好在路并不是很长,大概走了一两百米的样子,我们就看见了陈旧的石阶。拾阶而上,我们终于看见了那片荒山。

荒山面积非常大,中间大部分是荒草,周围环立了郁郁葱葱的森林。八十多年来,不知道有多少误入其中的人命丧黄泉。

我们往上走了一会,有些地方土质焦黑,估计曾经经受过火灾,不过野草

又茂盛地成长起来,黄黄的一片,风吹过,整片山岗翻涌起黄色的波浪。荒草中间高高凸起,上面是一棵孤零零的大树。

这块近乎封闭的地方城了飞鸟走兽的乐园,我们不时看见有各种漂亮的鸟和山鸡飞过,草丛中虽然看不见,但是荒草中不时有动物在穿行,在上面看来象是有一股激流在波浪中穿行。

姜平叹息着说:“和梦中的情形完全不一样了,这里荒芜了太久。”

我向那古树看去,那是直径恐怕一米都不止,枝繁叶茂,树皮满是裂痕。树上有很多鸟,跳来蹦去的。

姜平也顺着我的视线看去,突然他惊叫起来:“天,我做的梦是真的!树上还有零星的果实,红色的,你能看见吗?”

我眯着眼睛果然看见一些红色的小斑点。

“你在这里等着,我去摘几个果实就回来!”他说着,就用竹篙开路,边走边敲打前面的草,所到之处到处都有急流向四周扩散,不知道这草丛里有多少野物栖息。

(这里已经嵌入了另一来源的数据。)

PR #1256, opened 2025-06-30
async-job: S3 -> OCI synchornization

Crazyglue:
## Description
This will add much of the functionality to perform the s3 -> OCI model synchornization job. That configuration parsing is there, so this will just add the relevant functions to get the MR client, perform the download and perform the upload.

There are some aspects to this that will require MR Client changes to allow passing down variables to `olot`, so this will not be able to be a complete solution right out of the gate. This will get us quite far though int he mean-time.

## How Has This Been Tested?

Running a local kind cluster and using the `make` targets to deploy a minio instance, a MR instance, and a container registry to the kind cluster. 

Then, logging into the minio-instance's console to add a bucket and initial model (to be synchronized).

Then, using the sample k8s Job that was added, validate that the job runs and perform a synchronization.

## Merge criteria:

If you have UI changes

### DIFF
--- a/jobs/async-upload/tests/test_download.py
+++ b/jobs/async-upload/tests/test_download.py
@@ -1,6 +1,6 @@
 import os
 import pytest
-from unittest.mock import Mock, patch
+from unittest.mock import Mock, call, patch
 from job.download import download_from_s3
 from job.config import get_config
 from job.mr_client import validate_and_get_model_registry_client
@@ -36,9 +36,9 @@ def minimal_env_source_dest_vars():
 
     # Model and registry variables
     model_vars = {
-        "model_name": "my-model",
-        "model_version": "1.0.0",
-        "model_format": "onnx",
+        "model_id": "abc",
+        "model_version_id": "def",
+        "model_artifact_id": "123",
         "registry_server_address": "http://localhost",
         "registry_port": "8080",
         "registry_author": "author",
@@ -56,49 +56,91 @@ def minimal_env_source_dest_vars():
 
 
 def test_download_from_s3(minimal_env_source_dest_vars):
-    """Test download_from_s3 function with proper configuration"""
+    """Test download_from_s3 now that it pages through prefixes."""
 
-    # Get configuration from environment variables
+    # load config from your fixture
     config = get_config([])
 
-    # Verify the configuration is set up correctly
+    # sanity-check config
     assert config["source"]["type"] == "s3"
     assert config["source"]["s3"]["bucket"] == "test-bucket"
     assert config["source"]["s3"]["key"] == "test-key"
-    assert config["source"]["s3"]["access_key_id"] == "test-access-key-id"
-    assert config["source"]["s3"]["secret_access_key"] == "test-secret-access-key"
-    assert config["source"]["s3"]["endpoint"] == "http://localhost:9000"
-    assert config["storage"]["path"] == "/tmp/model-sync"
 
-    # Create mock ModelRegistry client
+    # use whatever path came back in config
+    storage_path = config["storage"]["path"]
+    assert storage_path == "/tmp/model-sync"
+
+    # mock out ModelRegistry so validate_and_get_model_registry_client returns a dummy client
     with patch("job.mr_client.ModelRegistry") as mock_registry_class:
-        mock_client = Mock()
-        mock_registry_class.return_value = mock_client
+        mock_registry_class.return_value = Mock()
         client = validate_and_get_model_registry_client(config)
 
-        # Mock the S3 client and _connect_to_s3 function
-        with patch("job.download._connect_to_s3") as mock_connect:
-            mock_s3_client = Mock()
-            mock_transfer_config = Mock()
-            mock_connect.return_value = (mock_s3_client, mock_transfer_config)
+    # now patch _connect_to_s3 and os.makedirs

他走到一半,突然停留下来,我远远看着他的背感到一阵强烈的害怕,大喊:“你没事吧?”

他回头对我招了招手,继续走到中间的土台上。他站在树上四周望了望,然后用竹篙击打树枝,百鸟齐飞。

他拣了几个小果子就返回了,回来经过刚才停留的地方,又站立了一会,过了一会才穿出草丛。

我问:“那个地方有什么啊?”

他犹豫了一会,说:“是一个野鸟窝,里面有几个鸟蛋。”

我看他的样子就是说谎,生气地说:“到底是什么?”

他叹着气说:“哎,你这人就是太精明,何必问呢,那是一个男人的白骨,还有一把锈迹斑斑的手枪,估计是亡命的歹徒逃亡到这里,也算是罪有应得。”

我听得心里发毛,从他手中拿过一个小果子。

这小果子和枸杞差不多大,颜色暗红,估计现在已经过了正成熟的时间。

我轻轻拨开果皮,一股鲜红的汁液流了出来,象深红的葡萄酒,又象鲜艳的血液,聚在我的手心,如同一滴眼泪,那一丝冰凉的感觉,传遍全身。

我突然想哭,好像被一种巨大的悲痛主宰着,却不知悲从何来。

太阳西斜,西边树林长长的影子落在草坪之上,另一半在夕照下面有一种朦胧的黄光,这是常常在摄影照片中看到的画面,美得让人宠辱皆忘。

姜平望着宽阔的草坪,深深叹了一口气,他回头看见我一脸的泪水,仿佛明白了我此时的心境,轻声说:“走吧。”

我们很快地原路返回,王大哥远远站在石桥上望着这边。

“你们没事就好!刚才看见山上飞起那么多鸟,真是把我吓坏了!”

姜平说:“今天只是来探路,明天我们还来,这里到镇上远吗?镇上有没有旅馆?”